## Problem description
Go through the data below and count every line that has the word "Binding". Return only the count.

--------

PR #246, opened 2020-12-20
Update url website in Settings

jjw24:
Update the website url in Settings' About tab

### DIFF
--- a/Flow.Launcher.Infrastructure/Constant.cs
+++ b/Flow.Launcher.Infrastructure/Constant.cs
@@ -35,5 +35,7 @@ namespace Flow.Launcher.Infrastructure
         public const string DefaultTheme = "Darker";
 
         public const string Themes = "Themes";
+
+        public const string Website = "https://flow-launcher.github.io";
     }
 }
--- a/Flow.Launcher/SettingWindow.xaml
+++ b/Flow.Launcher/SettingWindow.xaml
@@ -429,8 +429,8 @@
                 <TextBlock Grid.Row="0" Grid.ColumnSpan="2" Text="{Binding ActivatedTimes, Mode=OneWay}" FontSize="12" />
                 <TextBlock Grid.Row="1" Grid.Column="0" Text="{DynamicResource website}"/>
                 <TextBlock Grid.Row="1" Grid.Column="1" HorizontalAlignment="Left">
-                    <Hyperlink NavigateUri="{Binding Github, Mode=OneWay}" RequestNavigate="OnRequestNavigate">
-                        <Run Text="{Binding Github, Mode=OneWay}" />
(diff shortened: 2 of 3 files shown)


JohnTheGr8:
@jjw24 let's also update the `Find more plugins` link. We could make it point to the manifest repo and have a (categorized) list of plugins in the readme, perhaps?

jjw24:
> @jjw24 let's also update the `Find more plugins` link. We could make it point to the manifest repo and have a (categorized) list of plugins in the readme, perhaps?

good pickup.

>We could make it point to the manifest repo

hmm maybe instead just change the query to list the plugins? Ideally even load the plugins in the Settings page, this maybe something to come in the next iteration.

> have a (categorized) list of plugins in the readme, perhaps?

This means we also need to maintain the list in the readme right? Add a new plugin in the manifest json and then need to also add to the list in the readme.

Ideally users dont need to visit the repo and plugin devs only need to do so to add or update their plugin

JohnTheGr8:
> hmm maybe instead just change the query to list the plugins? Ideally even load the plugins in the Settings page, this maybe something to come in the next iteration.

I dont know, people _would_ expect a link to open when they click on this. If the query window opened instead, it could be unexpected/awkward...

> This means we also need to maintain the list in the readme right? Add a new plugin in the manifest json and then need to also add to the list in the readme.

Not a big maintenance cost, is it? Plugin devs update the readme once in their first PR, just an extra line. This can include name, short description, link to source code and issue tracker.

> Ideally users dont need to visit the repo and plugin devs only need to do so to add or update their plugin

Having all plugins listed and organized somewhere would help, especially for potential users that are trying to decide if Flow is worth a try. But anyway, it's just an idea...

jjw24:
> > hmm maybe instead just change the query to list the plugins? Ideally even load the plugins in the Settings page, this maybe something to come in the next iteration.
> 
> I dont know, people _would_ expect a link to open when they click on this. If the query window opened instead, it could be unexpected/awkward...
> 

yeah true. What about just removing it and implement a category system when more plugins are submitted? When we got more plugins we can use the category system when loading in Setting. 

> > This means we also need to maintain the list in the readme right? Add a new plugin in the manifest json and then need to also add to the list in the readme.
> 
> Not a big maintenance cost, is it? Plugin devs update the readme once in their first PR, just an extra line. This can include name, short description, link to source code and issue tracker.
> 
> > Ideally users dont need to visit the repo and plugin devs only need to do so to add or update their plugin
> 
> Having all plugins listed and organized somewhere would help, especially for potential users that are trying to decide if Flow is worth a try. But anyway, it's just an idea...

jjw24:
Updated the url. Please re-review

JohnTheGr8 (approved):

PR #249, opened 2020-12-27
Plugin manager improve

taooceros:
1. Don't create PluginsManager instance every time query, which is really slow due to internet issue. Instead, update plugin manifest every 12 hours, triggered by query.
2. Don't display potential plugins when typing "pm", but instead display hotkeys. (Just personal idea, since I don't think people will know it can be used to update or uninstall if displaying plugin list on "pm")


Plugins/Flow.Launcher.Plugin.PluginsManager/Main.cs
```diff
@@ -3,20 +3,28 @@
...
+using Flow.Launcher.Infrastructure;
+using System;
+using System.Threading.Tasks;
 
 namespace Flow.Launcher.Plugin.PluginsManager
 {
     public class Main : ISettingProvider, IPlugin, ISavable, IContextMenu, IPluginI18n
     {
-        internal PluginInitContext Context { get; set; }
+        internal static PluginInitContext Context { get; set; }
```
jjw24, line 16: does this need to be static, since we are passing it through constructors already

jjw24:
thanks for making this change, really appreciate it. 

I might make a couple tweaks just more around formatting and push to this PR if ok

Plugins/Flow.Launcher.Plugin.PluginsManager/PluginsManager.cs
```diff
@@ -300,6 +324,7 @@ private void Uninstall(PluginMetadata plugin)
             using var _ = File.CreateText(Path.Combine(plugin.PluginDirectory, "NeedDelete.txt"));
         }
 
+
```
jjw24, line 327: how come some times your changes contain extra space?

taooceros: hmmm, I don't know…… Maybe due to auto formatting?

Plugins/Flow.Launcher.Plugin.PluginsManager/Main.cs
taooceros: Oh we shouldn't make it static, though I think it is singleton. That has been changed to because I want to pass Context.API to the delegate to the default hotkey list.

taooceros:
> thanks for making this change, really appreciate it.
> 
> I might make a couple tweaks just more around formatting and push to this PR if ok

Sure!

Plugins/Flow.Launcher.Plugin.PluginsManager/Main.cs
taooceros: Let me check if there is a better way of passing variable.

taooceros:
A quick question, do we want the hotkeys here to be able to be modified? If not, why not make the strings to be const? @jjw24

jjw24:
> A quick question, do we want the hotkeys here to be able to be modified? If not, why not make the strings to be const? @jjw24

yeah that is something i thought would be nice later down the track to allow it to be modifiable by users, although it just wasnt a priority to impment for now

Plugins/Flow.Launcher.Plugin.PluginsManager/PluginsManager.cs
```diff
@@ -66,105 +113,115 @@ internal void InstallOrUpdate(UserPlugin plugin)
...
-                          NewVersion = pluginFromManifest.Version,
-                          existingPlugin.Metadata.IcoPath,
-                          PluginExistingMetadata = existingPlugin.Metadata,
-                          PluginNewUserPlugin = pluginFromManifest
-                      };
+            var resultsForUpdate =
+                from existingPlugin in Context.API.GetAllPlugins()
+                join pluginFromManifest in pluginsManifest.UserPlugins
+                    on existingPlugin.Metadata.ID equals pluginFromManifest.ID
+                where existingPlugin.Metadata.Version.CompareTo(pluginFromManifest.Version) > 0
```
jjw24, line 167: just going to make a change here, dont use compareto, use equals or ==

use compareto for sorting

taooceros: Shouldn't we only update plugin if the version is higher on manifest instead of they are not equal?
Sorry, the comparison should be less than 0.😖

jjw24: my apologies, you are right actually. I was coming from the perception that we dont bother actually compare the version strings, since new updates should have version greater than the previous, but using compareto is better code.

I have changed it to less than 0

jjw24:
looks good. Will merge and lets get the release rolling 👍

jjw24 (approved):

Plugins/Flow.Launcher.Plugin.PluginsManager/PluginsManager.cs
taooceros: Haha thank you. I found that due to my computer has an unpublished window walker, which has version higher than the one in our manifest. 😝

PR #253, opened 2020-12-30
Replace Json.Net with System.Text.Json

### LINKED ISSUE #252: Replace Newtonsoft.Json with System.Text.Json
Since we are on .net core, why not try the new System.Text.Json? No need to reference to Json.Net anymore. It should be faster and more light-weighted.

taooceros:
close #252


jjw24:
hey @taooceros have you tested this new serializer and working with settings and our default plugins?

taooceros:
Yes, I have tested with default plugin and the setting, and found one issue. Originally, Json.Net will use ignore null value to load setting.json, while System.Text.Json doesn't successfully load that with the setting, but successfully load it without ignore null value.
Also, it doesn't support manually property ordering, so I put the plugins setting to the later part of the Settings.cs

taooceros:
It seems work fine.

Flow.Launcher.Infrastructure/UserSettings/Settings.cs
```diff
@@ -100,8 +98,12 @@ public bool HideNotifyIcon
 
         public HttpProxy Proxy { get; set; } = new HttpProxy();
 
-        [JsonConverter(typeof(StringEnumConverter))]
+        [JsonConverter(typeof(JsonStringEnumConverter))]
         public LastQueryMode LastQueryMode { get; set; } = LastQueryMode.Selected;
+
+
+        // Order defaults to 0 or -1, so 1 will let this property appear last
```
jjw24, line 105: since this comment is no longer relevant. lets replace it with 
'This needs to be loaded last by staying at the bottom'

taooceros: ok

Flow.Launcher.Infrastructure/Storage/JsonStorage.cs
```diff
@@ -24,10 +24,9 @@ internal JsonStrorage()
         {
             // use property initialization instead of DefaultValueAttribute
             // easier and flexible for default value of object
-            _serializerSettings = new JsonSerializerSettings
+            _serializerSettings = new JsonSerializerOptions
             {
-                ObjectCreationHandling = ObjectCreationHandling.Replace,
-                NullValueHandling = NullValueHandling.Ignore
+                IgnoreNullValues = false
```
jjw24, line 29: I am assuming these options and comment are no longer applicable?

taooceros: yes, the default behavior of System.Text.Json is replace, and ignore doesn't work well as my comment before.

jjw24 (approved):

--------

## Response box
3